### WHAT YOU NEED TO DO
Return the lines below that contain the word "boric".

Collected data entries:
__________________________________________________

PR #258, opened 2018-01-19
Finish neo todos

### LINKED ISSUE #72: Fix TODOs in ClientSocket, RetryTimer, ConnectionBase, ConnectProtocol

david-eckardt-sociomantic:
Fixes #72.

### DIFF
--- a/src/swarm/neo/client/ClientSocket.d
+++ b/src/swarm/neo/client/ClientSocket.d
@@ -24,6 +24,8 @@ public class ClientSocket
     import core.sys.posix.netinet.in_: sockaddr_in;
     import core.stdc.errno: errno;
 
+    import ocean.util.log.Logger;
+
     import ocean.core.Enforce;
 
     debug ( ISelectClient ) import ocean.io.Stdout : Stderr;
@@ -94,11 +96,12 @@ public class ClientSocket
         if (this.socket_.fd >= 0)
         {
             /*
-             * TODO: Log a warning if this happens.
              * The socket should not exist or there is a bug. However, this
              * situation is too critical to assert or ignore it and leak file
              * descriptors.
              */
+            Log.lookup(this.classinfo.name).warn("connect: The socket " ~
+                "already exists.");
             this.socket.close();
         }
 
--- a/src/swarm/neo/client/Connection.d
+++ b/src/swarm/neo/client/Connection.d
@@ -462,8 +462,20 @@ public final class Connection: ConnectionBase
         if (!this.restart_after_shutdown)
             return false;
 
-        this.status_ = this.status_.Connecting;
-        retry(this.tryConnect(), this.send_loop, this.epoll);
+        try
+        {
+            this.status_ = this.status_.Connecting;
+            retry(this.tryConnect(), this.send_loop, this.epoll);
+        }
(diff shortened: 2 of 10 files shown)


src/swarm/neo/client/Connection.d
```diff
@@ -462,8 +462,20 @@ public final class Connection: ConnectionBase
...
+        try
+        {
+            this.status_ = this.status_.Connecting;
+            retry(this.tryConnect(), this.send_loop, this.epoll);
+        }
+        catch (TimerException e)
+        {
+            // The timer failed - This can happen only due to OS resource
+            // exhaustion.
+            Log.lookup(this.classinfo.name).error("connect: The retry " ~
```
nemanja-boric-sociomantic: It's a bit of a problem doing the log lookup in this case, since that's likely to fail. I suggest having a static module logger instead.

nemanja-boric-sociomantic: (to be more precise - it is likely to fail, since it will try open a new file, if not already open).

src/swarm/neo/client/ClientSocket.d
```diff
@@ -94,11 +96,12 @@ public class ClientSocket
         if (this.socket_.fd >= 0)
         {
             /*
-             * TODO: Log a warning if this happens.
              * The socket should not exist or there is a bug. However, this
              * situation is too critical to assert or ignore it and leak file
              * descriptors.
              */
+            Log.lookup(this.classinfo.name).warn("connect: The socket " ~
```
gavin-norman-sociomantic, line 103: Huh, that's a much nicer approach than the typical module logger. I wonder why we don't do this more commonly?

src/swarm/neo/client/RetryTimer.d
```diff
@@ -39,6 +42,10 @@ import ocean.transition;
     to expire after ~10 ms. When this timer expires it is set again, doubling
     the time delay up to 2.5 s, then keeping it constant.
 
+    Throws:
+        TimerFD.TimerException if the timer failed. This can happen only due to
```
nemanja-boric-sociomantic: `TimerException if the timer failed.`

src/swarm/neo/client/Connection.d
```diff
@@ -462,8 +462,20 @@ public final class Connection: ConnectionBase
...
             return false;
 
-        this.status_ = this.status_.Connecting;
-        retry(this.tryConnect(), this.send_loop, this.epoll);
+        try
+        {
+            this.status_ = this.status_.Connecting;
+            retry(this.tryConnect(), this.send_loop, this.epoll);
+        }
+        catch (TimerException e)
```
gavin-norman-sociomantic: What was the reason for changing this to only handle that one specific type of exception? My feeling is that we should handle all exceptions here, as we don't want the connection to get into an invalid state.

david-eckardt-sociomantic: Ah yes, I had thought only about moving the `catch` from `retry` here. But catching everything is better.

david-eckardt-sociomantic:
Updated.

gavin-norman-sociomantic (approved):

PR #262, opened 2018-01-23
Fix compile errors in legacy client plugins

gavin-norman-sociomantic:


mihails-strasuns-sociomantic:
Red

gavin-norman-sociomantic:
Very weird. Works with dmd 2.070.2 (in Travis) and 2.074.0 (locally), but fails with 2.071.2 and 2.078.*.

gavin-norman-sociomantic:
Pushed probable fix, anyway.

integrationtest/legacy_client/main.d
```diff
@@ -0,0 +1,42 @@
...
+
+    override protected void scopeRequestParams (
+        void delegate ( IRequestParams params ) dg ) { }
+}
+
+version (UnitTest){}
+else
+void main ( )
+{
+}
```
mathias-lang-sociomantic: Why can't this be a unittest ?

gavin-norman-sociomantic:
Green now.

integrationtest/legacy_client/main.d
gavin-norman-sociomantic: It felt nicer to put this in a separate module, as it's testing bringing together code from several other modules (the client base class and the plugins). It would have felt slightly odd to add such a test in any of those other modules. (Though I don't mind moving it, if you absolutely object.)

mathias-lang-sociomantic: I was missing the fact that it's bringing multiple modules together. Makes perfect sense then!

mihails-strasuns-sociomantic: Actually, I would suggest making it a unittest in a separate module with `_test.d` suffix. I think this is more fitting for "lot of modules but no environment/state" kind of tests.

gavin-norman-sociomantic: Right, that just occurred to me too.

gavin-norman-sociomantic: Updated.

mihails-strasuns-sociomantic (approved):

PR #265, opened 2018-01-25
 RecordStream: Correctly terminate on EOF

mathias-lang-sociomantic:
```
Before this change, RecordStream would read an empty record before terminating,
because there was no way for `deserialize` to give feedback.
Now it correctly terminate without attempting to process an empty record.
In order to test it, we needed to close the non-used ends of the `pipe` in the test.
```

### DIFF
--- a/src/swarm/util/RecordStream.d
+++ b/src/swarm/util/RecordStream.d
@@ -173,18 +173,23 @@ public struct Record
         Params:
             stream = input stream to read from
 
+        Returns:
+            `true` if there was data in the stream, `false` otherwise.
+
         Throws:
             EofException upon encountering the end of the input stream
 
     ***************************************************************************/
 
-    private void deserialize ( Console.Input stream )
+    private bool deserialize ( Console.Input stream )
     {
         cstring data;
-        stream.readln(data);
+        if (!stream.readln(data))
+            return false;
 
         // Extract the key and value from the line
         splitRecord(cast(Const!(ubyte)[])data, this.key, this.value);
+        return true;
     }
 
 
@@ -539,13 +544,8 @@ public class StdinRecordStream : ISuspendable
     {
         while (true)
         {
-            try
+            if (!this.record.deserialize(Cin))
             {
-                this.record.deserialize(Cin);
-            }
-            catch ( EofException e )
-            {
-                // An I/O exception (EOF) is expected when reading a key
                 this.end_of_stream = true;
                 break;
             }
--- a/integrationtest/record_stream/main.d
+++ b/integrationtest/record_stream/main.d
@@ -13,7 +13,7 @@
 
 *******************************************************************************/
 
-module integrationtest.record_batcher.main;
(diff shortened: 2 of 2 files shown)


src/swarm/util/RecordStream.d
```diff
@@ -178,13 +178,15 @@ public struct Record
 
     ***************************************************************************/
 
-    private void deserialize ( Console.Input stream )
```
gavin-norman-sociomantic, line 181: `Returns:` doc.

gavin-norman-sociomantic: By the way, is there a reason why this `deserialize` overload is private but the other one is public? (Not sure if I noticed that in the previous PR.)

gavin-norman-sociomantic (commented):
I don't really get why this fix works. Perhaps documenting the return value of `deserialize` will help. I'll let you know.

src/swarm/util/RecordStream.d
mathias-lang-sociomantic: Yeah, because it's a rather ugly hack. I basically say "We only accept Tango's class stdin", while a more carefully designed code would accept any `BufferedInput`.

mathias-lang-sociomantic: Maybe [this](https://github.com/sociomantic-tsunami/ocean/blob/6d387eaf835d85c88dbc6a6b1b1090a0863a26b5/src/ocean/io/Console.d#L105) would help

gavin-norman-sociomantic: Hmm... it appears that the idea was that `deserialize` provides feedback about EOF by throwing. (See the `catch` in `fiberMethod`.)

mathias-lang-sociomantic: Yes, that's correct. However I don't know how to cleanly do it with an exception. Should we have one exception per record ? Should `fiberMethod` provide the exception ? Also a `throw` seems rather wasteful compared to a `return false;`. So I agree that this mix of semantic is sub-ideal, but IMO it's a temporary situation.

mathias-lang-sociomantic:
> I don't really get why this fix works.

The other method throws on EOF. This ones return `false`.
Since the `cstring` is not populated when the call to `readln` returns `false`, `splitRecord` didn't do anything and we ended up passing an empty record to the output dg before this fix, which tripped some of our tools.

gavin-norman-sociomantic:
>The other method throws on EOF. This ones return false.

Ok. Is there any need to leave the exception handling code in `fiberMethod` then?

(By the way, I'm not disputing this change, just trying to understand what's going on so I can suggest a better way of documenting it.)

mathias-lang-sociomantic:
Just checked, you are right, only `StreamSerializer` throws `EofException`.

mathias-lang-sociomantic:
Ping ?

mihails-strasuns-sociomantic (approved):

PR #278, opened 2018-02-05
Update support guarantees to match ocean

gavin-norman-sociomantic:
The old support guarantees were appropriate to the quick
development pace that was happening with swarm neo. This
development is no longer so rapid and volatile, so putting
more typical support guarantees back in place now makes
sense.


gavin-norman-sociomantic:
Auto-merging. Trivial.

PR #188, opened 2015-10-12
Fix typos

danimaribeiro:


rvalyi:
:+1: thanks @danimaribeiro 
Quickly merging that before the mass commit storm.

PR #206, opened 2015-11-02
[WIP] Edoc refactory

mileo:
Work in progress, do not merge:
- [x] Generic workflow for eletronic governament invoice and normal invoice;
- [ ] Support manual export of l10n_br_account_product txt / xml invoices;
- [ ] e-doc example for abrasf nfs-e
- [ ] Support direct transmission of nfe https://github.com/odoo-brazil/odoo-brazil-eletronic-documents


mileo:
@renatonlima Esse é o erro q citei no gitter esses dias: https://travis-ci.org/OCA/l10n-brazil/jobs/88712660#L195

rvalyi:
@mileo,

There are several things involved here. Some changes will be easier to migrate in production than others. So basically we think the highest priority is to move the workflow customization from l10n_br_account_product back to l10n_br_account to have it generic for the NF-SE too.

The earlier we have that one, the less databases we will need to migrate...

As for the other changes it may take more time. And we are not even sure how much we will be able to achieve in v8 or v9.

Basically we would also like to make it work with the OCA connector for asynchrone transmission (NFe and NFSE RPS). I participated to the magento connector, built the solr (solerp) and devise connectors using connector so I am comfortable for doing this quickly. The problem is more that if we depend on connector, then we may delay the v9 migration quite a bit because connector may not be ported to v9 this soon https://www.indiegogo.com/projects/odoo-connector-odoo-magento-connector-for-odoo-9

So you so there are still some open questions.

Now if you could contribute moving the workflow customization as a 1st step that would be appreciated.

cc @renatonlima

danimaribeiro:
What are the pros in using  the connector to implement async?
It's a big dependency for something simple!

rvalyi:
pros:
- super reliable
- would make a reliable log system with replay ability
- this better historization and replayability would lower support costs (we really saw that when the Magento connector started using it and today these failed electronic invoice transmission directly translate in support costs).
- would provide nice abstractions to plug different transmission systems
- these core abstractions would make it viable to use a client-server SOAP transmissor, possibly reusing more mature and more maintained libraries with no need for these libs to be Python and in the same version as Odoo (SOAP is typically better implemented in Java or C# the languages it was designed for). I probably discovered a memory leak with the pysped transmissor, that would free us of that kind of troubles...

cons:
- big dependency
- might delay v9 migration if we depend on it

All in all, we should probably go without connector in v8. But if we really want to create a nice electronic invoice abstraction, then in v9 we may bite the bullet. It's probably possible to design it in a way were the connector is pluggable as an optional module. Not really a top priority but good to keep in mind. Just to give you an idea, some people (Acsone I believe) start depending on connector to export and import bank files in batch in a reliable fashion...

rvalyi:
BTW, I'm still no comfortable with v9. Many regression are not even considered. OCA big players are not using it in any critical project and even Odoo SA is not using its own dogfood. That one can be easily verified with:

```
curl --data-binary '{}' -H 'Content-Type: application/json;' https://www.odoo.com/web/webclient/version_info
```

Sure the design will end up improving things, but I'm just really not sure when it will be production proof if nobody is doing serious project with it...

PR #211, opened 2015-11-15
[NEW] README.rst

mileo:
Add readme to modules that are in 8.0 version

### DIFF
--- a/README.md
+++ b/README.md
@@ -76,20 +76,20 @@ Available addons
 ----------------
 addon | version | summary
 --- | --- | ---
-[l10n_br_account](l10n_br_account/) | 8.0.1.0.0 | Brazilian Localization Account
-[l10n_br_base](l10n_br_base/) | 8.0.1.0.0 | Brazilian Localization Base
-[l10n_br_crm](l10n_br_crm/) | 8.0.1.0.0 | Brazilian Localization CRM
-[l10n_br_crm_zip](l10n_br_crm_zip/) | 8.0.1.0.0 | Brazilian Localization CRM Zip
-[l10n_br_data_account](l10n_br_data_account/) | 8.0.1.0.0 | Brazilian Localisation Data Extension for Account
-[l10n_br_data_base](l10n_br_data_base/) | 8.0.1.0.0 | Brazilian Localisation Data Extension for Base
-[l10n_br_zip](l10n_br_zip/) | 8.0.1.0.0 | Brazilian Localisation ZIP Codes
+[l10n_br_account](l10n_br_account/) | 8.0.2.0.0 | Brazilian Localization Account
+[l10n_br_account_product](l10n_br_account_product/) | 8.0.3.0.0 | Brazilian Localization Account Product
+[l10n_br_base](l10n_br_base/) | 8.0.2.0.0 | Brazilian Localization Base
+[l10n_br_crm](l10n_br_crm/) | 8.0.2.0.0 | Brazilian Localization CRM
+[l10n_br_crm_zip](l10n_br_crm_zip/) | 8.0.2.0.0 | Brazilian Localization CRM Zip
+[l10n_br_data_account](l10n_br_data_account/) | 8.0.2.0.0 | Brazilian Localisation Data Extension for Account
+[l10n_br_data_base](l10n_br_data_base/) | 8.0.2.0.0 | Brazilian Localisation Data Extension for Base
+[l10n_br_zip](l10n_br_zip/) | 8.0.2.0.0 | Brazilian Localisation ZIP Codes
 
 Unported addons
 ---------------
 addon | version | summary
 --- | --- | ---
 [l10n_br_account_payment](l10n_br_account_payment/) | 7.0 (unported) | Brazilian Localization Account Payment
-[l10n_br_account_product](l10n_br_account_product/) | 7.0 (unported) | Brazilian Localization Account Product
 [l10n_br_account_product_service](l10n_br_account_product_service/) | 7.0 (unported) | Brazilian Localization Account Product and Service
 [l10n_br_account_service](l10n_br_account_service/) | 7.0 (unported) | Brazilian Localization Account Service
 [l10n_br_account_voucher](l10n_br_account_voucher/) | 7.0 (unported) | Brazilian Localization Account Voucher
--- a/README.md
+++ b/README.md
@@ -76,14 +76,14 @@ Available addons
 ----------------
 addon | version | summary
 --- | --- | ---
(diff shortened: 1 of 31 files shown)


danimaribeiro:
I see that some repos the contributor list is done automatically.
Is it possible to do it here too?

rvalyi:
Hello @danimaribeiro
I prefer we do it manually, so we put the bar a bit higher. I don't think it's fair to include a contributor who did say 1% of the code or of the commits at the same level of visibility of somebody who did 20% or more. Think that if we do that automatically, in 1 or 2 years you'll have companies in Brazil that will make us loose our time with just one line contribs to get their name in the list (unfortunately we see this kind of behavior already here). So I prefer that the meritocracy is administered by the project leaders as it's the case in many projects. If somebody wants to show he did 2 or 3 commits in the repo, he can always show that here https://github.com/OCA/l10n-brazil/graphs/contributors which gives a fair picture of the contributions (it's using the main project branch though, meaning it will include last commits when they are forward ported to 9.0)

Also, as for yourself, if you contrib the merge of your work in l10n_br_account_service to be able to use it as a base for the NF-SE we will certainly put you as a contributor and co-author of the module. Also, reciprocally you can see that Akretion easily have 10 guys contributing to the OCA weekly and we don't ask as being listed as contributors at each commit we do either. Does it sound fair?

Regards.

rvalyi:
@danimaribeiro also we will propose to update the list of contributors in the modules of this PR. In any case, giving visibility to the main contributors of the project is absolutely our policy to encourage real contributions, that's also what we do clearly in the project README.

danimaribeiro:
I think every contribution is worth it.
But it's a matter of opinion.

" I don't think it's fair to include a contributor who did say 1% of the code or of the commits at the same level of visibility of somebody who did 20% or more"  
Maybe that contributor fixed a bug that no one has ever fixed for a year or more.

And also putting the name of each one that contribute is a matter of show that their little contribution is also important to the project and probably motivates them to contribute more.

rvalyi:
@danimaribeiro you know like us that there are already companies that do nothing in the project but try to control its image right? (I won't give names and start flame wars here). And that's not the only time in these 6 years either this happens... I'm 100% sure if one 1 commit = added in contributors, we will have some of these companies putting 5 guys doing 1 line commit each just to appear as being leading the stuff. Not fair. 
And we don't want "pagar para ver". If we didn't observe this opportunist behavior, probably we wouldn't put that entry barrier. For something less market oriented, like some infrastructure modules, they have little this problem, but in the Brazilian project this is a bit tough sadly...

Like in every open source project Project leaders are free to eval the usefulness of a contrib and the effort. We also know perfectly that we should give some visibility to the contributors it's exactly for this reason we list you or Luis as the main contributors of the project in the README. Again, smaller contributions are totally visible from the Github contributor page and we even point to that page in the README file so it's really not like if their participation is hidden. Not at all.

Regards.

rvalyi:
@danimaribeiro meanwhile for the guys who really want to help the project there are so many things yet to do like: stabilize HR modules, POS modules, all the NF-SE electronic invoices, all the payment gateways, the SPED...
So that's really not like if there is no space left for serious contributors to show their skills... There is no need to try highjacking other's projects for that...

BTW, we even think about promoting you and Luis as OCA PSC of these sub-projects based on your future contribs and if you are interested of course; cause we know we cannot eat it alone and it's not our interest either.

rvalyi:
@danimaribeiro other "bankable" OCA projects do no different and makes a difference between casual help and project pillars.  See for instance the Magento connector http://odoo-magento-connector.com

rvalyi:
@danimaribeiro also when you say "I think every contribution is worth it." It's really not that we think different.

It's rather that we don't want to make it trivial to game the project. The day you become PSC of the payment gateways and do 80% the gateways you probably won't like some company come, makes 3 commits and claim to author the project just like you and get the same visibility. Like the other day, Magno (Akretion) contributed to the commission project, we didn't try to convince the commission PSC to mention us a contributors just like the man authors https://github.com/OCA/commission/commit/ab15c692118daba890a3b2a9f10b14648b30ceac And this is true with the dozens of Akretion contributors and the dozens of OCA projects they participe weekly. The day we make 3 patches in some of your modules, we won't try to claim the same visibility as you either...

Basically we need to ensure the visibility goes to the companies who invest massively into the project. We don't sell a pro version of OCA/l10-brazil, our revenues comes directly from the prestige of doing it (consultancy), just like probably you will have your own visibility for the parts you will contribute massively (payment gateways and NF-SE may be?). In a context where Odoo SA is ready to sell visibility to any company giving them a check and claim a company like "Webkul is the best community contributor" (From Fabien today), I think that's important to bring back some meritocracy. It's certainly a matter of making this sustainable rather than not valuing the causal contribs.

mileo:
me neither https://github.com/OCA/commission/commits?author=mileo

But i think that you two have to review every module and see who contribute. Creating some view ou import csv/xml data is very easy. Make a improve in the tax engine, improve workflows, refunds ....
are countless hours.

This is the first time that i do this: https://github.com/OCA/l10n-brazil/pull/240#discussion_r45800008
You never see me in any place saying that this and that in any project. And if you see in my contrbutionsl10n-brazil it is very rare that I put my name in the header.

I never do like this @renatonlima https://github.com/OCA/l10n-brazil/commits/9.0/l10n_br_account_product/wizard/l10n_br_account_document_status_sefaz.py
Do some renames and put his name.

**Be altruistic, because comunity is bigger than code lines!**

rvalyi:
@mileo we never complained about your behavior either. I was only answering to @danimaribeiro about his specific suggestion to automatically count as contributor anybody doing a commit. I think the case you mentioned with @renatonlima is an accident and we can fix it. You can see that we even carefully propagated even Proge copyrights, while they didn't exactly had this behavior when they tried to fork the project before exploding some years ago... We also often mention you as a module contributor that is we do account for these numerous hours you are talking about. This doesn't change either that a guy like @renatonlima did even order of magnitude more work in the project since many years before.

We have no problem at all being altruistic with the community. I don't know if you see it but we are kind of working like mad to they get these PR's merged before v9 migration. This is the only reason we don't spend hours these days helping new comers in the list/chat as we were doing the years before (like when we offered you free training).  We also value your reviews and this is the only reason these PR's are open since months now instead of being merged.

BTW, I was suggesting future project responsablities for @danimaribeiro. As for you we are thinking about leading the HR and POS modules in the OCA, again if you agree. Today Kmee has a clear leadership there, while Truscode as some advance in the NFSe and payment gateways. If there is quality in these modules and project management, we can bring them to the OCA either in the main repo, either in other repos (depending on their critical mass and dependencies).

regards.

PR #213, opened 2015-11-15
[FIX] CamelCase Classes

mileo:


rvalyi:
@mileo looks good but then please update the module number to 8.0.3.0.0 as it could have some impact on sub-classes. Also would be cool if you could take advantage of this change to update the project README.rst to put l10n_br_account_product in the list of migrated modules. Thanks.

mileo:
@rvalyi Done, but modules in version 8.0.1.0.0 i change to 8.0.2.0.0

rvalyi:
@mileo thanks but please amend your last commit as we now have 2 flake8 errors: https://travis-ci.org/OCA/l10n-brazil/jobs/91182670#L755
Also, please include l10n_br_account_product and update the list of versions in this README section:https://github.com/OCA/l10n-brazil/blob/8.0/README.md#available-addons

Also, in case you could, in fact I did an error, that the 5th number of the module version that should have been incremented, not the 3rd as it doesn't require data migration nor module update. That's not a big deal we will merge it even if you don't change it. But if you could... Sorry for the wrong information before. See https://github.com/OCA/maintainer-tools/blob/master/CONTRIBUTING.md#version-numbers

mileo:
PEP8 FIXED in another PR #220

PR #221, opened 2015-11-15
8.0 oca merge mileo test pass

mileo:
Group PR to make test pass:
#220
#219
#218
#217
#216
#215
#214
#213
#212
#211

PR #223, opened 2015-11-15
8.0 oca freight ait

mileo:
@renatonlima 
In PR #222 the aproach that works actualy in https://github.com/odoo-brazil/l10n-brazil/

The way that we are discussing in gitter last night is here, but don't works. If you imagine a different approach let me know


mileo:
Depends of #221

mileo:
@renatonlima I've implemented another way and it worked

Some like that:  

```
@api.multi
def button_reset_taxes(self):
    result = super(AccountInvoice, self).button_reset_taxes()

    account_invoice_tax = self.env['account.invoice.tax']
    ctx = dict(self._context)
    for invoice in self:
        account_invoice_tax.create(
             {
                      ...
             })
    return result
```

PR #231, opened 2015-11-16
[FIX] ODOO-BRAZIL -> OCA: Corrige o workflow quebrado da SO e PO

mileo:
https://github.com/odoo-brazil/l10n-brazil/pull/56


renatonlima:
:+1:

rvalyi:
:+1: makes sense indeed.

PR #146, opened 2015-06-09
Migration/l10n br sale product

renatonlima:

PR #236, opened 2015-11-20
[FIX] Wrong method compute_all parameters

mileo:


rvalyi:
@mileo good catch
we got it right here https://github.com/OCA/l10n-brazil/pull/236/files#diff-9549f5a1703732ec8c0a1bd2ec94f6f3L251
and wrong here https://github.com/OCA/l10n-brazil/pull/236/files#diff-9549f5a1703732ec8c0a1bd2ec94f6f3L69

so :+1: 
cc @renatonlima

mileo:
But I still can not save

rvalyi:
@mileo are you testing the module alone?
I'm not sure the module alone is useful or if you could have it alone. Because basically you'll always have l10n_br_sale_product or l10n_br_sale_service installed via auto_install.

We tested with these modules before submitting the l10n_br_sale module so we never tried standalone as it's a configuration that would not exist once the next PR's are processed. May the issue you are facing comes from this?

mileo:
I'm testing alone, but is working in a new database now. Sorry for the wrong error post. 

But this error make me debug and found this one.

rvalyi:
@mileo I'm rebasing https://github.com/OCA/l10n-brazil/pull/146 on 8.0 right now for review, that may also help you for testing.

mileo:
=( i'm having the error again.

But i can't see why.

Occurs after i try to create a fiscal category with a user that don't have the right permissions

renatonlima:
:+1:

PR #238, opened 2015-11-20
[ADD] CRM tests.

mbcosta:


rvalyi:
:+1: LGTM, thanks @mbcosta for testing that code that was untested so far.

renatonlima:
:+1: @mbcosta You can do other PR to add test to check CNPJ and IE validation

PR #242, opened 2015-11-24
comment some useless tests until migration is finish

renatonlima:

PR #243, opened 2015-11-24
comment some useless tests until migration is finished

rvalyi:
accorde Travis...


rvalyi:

__________________________________________________

### YOUR RESPONSE
nemanja-boric-sociomantic: It's a bit of a problem doing the log lookup in this case, since that's likely to fail. I suggest having a static module logger instead.
nemanja-boric-sociomantic: (to be more precise - it is likely to fail, since it will try open a new file, if not already open).
nemanja-boric-sociomantic: `TimerException if the timer failed.`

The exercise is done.